The solicitation of proposals from potential investors and sponsors to be firm’s partners is intended, as part of the evaluation of such strategic alternatives, to further advance the engagement with private equity funds that the now-dissolved Strategic Review Committee of the board of directors conducted from August to November 2021 and to receive the best and more specific proposals.
The company has retained Nomura Securities Co., Ltd., as financial advisor and Nishimura & Asahi as legal advisor. It will further reinforce external advisors as necessary. In addition, the board and the Special Committee has independently retained UBS Securities Japan Co., Ltd., as financial advisor and Nagashima Ohno & Tsunematsu as legal advisor in order to be advised independently from the management team.
Following this resolution, the company plans to receive a confidentiality pledge from potential investors and sponsors as its potential partners, and provide detailed information on the company’s business and finance and hold discussions in a timely manner with a view to to receiving non-binding proposals on strategic alternatives.
Toshiba will, after receiving feasible proposals that would contribute to enhance the company’s corporate value from potential investors and sponsors, evaluate the financing arrangements and the certainty of each transaction being actually implemented, including the likelihood of each transaction to be approved by the authorities under competition laws and national securities laws such as the Foreign
Exchange and Foreign Trade Act of Japan, and select potential investors and sponsors who will be given the opportunity of a due diligence promptly after the Annual General Meeting of Shareholders for the 183rd Fiscal Year (the AGM).

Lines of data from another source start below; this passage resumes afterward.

PR #229, opened 2019-10-27
Add tests for undefined things

Zalastax:
Should increase coverage somewhat!

How does one run into the remote_record error? I.e. how does one reach https://github.com/josefs/Gradualizer/blob/master/src/typechecker.erl#L342?

### DIFF
--- a/src/gradualizer_fmt.erl
+++ b/src/gradualizer_fmt.erl
@@ -100,12 +100,12 @@ format_type_error({undef, Type, Anno, {Module, Name, Arity}}, Opts)
        Name,
        Arity,
        format_location(Anno, verbose, Opts)]);
-format_type_error({not_exported, remote_type, {{atom, Anno, _} = Module, Name, Arity}}, Opts) ->
+format_type_error({not_exported, remote_type, Anno, {Module, Name, Arity}}, Opts) ->
     io_lib:format(
       "~sThe type ~s:~s/~p~s is not exported~n",
       [format_location(Anno, brief, Opts),
-       pp_expr(Module, Opts),
-       pp_expr(Name, Opts),
+       Module,
+       Name,
        Arity,
        format_location(Anno, verbose, Opts)]);
 format_type_error({illegal_pattern, Pat}, Opts) ->
--- a/src/gradualizer_fmt.erl
+++ b/src/gradualizer_fmt.erl
@@ -169,18 +169,6 @@ format_type_error({type_error, call_intersect, Anno, FunTy, Name}, Opts) ->
        pp_expr(Name, Opts),
        format_location(Anno, verbose, Opts),
        pp_intersection_type(FunTy, Opts)]);
-format_type_error({type_error, mfa, Anno, M, F, A, ResTy, FunTy}, Opts) ->
-    io_lib:format(
-      "~sThe mfa ~p:~p/~p~s is expected to have type : ~n~s~n"
-      "but has type : ~n"
-      "~s~n",
-      [format_location(Anno, brief, Opts),
-       M,
-       F,
-       A,
-       format_location(Anno, verbose, Opts),
-       pp_type(ResTy, Opts),
-       pp_intersection_type(FunTy, Opts)]);
 format_type_error({type_error, expected_fun_type, Anno, Func, FunTy}, Opts) ->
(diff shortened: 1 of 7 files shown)


zuiderkwast:
Nice!!

> How does one run into the remote_record error?

In `undefined_errors_helper`, write a spec or a type containing an undefined record, e.g.

```Erlang
-spec f() :: #undefined_record{}.
```

In another module, use this type in some way, e.g. make the type checker check some expression against this type. If the type checker is smart enough (I don't remember if it is or not), it only needs to actually look up `#undefined_type{}` in the remote module if it is a compared against a record of the same name (or a tuple) defined in the currently checked module (or in a third module), because only then it can actually be type correct, e.g.

```Erlang
-record(undefined_record, {a, b, c}).
-spec foo() -> #undefined_record{}.
foo() -> undefined_errors_helper:f().
```

Zalastax:
Are we okay with not_exported tests being in undefined_errors? Should I rename/split? Suggestions welcome if current status is not OK!

zuiderkwast:
> Are we okay with the not_exported test being in undefined_errors? Should I rename/split? Suggestions welcome if current status is not OK!

Totally fine by me, but you could name it `not_exported` or so, instead of `h`.

Zalastax:
I noticed that several error printing clauses dealt with printing some combination of module/name/arity so I introduced the `#mna{}` record. Once that was done, the clauses folded onto each other and only one clause remained. I'm considering whether a map would be better since this becomes part of the external API.

src/mna.hrl
```diff
@@ -0,0 +1,4 @@
+-record(mna, {
+    module = undefined :: atom() | undefined,
+    name               :: atom(),
+    arity  = undefined :: integer() | undefined}).
```
zuiderkwast: By unifying the errors for undefined local and remote functions, records and types, the module and arity becomes optional in all of these type errors. That's expanding the type by allowing a lot more cases which don't exist in reality. For some errors we always have an arity and in other cases we don't. Therefore, I don't like this approach.

Zalastax: To me it's worse that the formatting of M:N/A is spread out in several cases since that both makes our code more verbose and it makes for an API that is more difficult to use. We can always add an intersection type when time comes that would remove the impossible combinations.  That's how I would do it in Agda for example - a fairly simple type combined with propositions that restrict it to make it exact.

Zalastax: I'll move this commit to another PR if you still don't agree.

zuiderkwast: Good idea. :-)

Looking at the types, it means anyone implementing this will need to be able to handle records like `mod:#rec{}/3`.

The error message where we refer to `mod:#rec{}` isn't even correct Erlang syntax, so we should probably write this as "`#rec{}` in the `mod` module" instead.

Another way is to represent the remote module as the file annotation in the type, e.g. as `{undef_record, `{record, [{location, {3,5}}, {file, "mod.erl"}], rec}}`. That's how gradualizer_db returns them anyway.

The interface for these type errors is quite large anyway, so I think a well-documented interface on this form would be hard to maintain. Instead, we can have an opaque error type and they can supply pretty-printing funs for expressions an types. That's a very clear interface IMO.

src/gradualizer_fmt.erl
```diff
@@ -82,37 +82,30 @@ format_type_error({undef, record_field, FieldName}, Opts) ->
...
     io_lib:format(
       "~sUndefined user type ~p/~p~s~n",
       [format_location(Anno, brief, Opts),
        Name,
        Arity,
        format_location(Anno, verbose, Opts)]);
-format_type_error({undef, user_type, Anno, {Module, Name, Arity}}, Opts) ->
+format_type_error({undef, Type, Anno, {Module, Name, Arity}}, Opts)
+  when Type =:= user_type; Type =:= remote_type ->
+    TypeS = case Type of user_type -> "user type"; remote_type -> "remote type" end,
```
zuiderkwast: I think "user-defined type" is the proper term, but "Undefined user-defined type" sounds really silly, since it's not defined in this case.

So, better just say "type" for user_type.

josefs:
Looks good to me! @Zalastax, are you ready to merge this?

Following that, the company expects to receive legally binding proposals from those potential investors and sponsors.
In light of the above, upon completion of the non-binding phase of the evaluation process, which the company expects will take place before the AGM of Shareholders, we will publicly announce the number of the non-binding proposals received and the nature of deal structures offered therein. Further, beyond the AGM, upon determination of the best proposal as a strategic alternative after evaluating the legally binding proposals received from potential investors and sponsors, the company plans to make a public announcement on the reason for such determination based on, among other things, the prices for, and prerequisite conditions to the execution of, the transaction proposed by the potential investors and sponsors who submit such legally binding proposals, with the names of those potential investors and sponsors other than the one who submitted the best proposal anonymized.